Working on Magic Map Implementation in C++
Tuesday, August 31st, 2010Today I spent a good bit of time working on extending the variant class I have in my ticker plant to handle byte arrays and then adding in the map key space encoding and decoding. The idea is that map keys really don't need to be just any string - they can be a limited subset of the ASCII space, and in making that a limited set, we can pack more characters into fewer bytes, and then unpack them once they are on the receiver's machine.

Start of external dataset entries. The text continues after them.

PR #1526, opened 2018-10-05
Give Renderer knowledge of component parents

SteveSandersonMS:
Until now, `Renderer` knew which components were the children of another (i.e., the ones in its most recent render tree), but didn't track the relationship in the opposite direction because it didn't need to.

We now do need to be able to walk up the ancestry hierarchy, because this is essential for the upcoming "passing parameters down the hierarchy" feature (when a new child is added, we have to be able to walk up the ancestry to find matches for its ambient params).

Notes:

* It's kind of awkward, but there was no direct way to unit test this until the rest of the "hierarchical parameters" feature is implemented, because it's just an internal implementation detail. So I've temporarily added an `internal` method for exposing the hierarchy to tests. I'll remove this later.
* While implementing this, it became clear that `AssignComponentId` would need to be split into two variants. Previously it was used publicly but for root components only, and privately for non-root components. I've now reflected this in the code by renaming the `public` variant to `AssignRootComponentId`, and having only the `private` variant accept a `parentComponentId`.

### DIFF
--- a/src/Microsoft.AspNetCore.Blazor/Rendering/ComponentState.cs
+++ b/src/Microsoft.AspNetCore.Blazor/Rendering/ComponentState.cs
@@ -1,4 +1,4 @@
-﻿// Copyright (c) .NET Foundation. All rights reserved.
+// Copyright (c) .NET Foundation. All rights reserved.
 // Licensed under the Apache License, Version 2.0. See License.txt in the project root for license information.
 
 using System;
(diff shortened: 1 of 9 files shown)


src/Microsoft.AspNetCore.Blazor/Rendering/ComponentState.cs
```diff
@@ -15,6 +15,7 @@ namespace Microsoft.AspNetCore.Blazor.Rendering
     internal class ComponentState
     {
         private readonly int _componentId; // TODO: Change the type to 'long' when the Mono runtime has more complete support for passing longs in .NET->JS calls
+        private readonly ComponentState _parentComponentState;
```
SteveSandersonMS: Tracking this new data is the main result of this PR. We don't do anything with it yet (hence the artificialness of the unit test coverage), but later on it will be key to having the renderer wire up the deep params.

rynowak:
I am taking a look at this, but it's going to take me a little time to process.

PR #1534, opened 2018-10-07
Simple 404 Handling (Fallback Route)

TheFanatr:
I've talked about this [here](https://github.com/aspnet/Blazor/issues/293#issuecomment-427678571).

Essentially, this pull request contains a very simple error 404 handling implementation that allows users to set a fallback route for the blazor routing system to use if the no components are found for the requested route. This is a essentially a catch-all-nonexistent routing handler, where the rendering of the page body is "soft-redirected" to the component represented by the fallback route. The value is set in the `App.cshtml` file or wherever the router is defined.

```cshtml
<Router AppAssembly=typeof(Program).Assembly FallbackRoute="/404"/>
```

If `FallbackRoute` is null (unset), or also points to a nonexistent component, the regular behaviour will be observed, with the only difference being that the exception thrown will say that the router `cannot find any component with the fallback route '/<fallback>'` if the fallback route is also nonexistent.

The URI displayed by the browser does not change to represent the fallback route in order to allow the fallback component to implement JavaScript interop for handling specific URIs differently, such as the URI for a page that was moved.


vertonghenb:
I'm wondering if after this implementation it's still possible to navigate to a MVC route not specified in the Blazor Routing system itself. 

See: https://github.com/aspnet/Blazor/pull/1154

src/Microsoft.AspNetCore.Blazor/Routing/Router.cs
```diff
@@ -74,15 +79,21 @@ protected virtual void Render(RenderTreeBuilder builder, Type handler, IDictiona
...
             if (context.Handler == null)
             {
-                throw new InvalidOperationException($"'{nameof(Router)}' cannot find any component with a route for '/{locationPath}'.");
+                if (!useFallback && FallbackRoute != null)
+                {
+                    Refresh(useFallback: true);
+                    return;
+                }
+                else
+                    throw new InvalidOperationException($"'{nameof(Router)}' cannot find any component with {(useFallback ? "the fallback route" : "a route for")} '/{locationPath}'.");
```
Suchiman: This can be simplified to
```csharp
if (useFallback || FallbackRoute == null)
    throw new InvalidOperationException($"'{nameof(Router)}' cannot find any component with {(useFallback ? "the fallback route" : "a route for")} '/{locationPath}'.");

Refresh(useFallback: true);
```

TheFanatr: Thanks! Will change it.

src/Microsoft.AspNetCore.Blazor/Routing/Router.cs
```diff
@@ -31,6 +31,11 @@ public class Router : IComponent, IDisposable
         /// </summary>
         [Parameter] private Assembly AppAssembly { get; set; }
 
+        /// <summary>
+        /// Gets or sets the route that should be used when no components with are found with the requested route.
```
Suchiman: > components with are found with

typo: double `with`

src/Microsoft.AspNetCore.Blazor/Routing/Router.cs
TheFanatr: Actually, I need the return in there otherwise it will fail because the original route gets rendered anyways in certain cases.

Suchiman: Oh good point, my bad, i missed that the method didn't end there

src/Microsoft.AspNetCore.Blazor/Routing/Router.cs
TheFanatr: Fixed it and ironically put another typo in the commit message.

src/Microsoft.AspNetCore.Blazor/Routing/Router.cs
TheFanatr: Fixed.

TheFanatr:
@vertonghenb This should still be possible as long as those routes are processed before the Blazor router tries to have them rendered as if they point to components, and/or if an MVC route will override a Blazor route. Will have to test this.

vertonghenb:
@TheFanatr Alright, love the idea though!

src/Microsoft.AspNetCore.Blazor/Routing/Router.cs
```diff
@@ -74,15 +79,19 @@ protected virtual void Render(RenderTreeBuilder builder, Type handler, IDictiona
...
         {
-            var locationPath = UriHelper.ToBaseRelativePath(_baseUri, _locationAbsolute);
+            var locationPath = useFallback ? FallbackRoute : UriHelper.ToBaseRelativePath(_baseUri, _locationAbsolute);
             locationPath = StringUntilAny(locationPath, _queryOrHashStartChar);
             var context = new RouteContext(locationPath);
             Routes.Route(context);
             if (context.Handler == null)
             {
-                throw new InvalidOperationException($"'{nameof(Router)}' cannot find any component with a route for '/{locationPath}'.");
+                if (useFallback || FallbackRoute == null)
```
SteveSandersonMS: I know this is a really minor point, but for code style consistency, could we have braces around line 91?

SteveSandersonMS:
This looks like a good design to me. Thanks @TheFanatr!

We'll need to add one or more E2E tests like the other router E2E tests. If you're interested in adding that please go ahead and we might be able to merge this sooner. No worries if not, as I'll add them in a week or two when I get to merging this.

src/Microsoft.AspNetCore.Blazor/Routing/Router.cs
TheFanatr: Changed and committed.

TheFanatr:
Thanks. I'll look into the E2E tests, but may not end up actually making them before you do.

TheFanatr:
@SteveSandersonMS I added an E2E test called `CanArriveAtFallbackPageFromBadURI` which tries to navigate to the URI for a route that has no components and tests whether or not the fallback route's component was then rendered. I've set the fallback route to point to the default page, as in the `/` route in `TestRouter`. It apparently succeeds according to the continuous integration systems, so please take a look and see if there's anything else I need to add and/or change.

test/testapps/BasicTestApp/RouterTest/TestRouter.cshtml
```diff
@@ -1 +1 @@
-<Router AppAssembly=typeof(BasicTestApp.Program).Assembly />
+<Router AppAssembly=typeof(BasicTestApp.Program).Assembly FallbackRoute="/" />
```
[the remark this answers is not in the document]
TheFanatr: I added a component representing a 404 page that is routed to as the fallback.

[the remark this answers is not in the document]
TheFanatr: Sorry this took so long; I had not noticed the notification of your review.

TheFanatr:
@danroth27 I added a component called `Error404` in `BasicTestApp` and it gets routed to as the fallback on the `TestRouter`. I also merged master, so everything else is up to date. Please let me know if there is anything else I need to do.

TheFanatr:
@SteveSandersonMS should I migrate this to the Razor Components section of the ASP.NET Core repo?

TheFanatr:
I've created a pull request on the main repo now.

PR #1540, opened 2018-10-08
Updated link in README.md

thareshjose:


SteveSandersonMS:
Sorry, I don't quite understand why this is the right change to make. The existing URL forwards to the same place. Could you clarify why this should be changed? Thanks!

Say we limit the ASCII space to 64 characters - any 64, really - just so long as there's a mapping from the 255 ASCII values to the 64 acceptable values, and back again. At that point, we know that we'll be able to store the mapped key space in 6 bits - 26 is 64. So if we look at a series of three bytes we can pack four of these characters into that 24-bit space:
Byte 1 | Byte 2 | Byte 3 | |||||||||||||||||||||
1 | 2 | 3 | 4 | 5 | 6 | 7 | 8 | 1 | 2 | 3 | 4 | 5 | 6 | 7 | 8 | 1 | 2 | 3 | 4 | 5 | 6 | 7 | 8 |
Char 1 | Char 2 | Char 3 | Char 4 |
The code for the conversion is pretty simple - look for now many even 'blocks' of four characters to encode, map them into the limited key space, mash their bits and pack them into three bytes. The remainder is a simple process of doing part of that.
The decode is simple as well - we just need to have some terminal condition - and that can be a simple 0x3f (all 1s) in the last (terminal) 'character'. So we look at the length of the byte stream, see how many "full sets" of three bytes there are - convert each into four characters, and then based on what's left, we have only a few options. It's pretty simple to decode, and you have the original string back.
I needed to get this all in the variant class as the next thing I needed was to add in the update stream that will be sent by the data service in response to updates at the source. This is similar to the kind of updating I did in Java back in InfoShop: there was a HashMap that understood a 'path' concept, and transactions. You could put a map into a transaction, do things to it, and then commit the transaction and get a transaction log that could be sent to remote copies of the same map, and be applied to bring it up to date.
It worked very well for me at the time, and it's something very similar this time. There's no transaction, and the updates are all streams with an action, a path, and an optional value. It's simpler, but for the data sets we're dealing with, it's sufficient.
I got a lot of the decoding of the update stream done, but I think it's time to put together a client and see how it functions to see what I'm really getting from these servers. There's nothing like the socket-level byte stream to remove all the questions and ambiguity in the specification. So that's going to have to wait for tomorrow.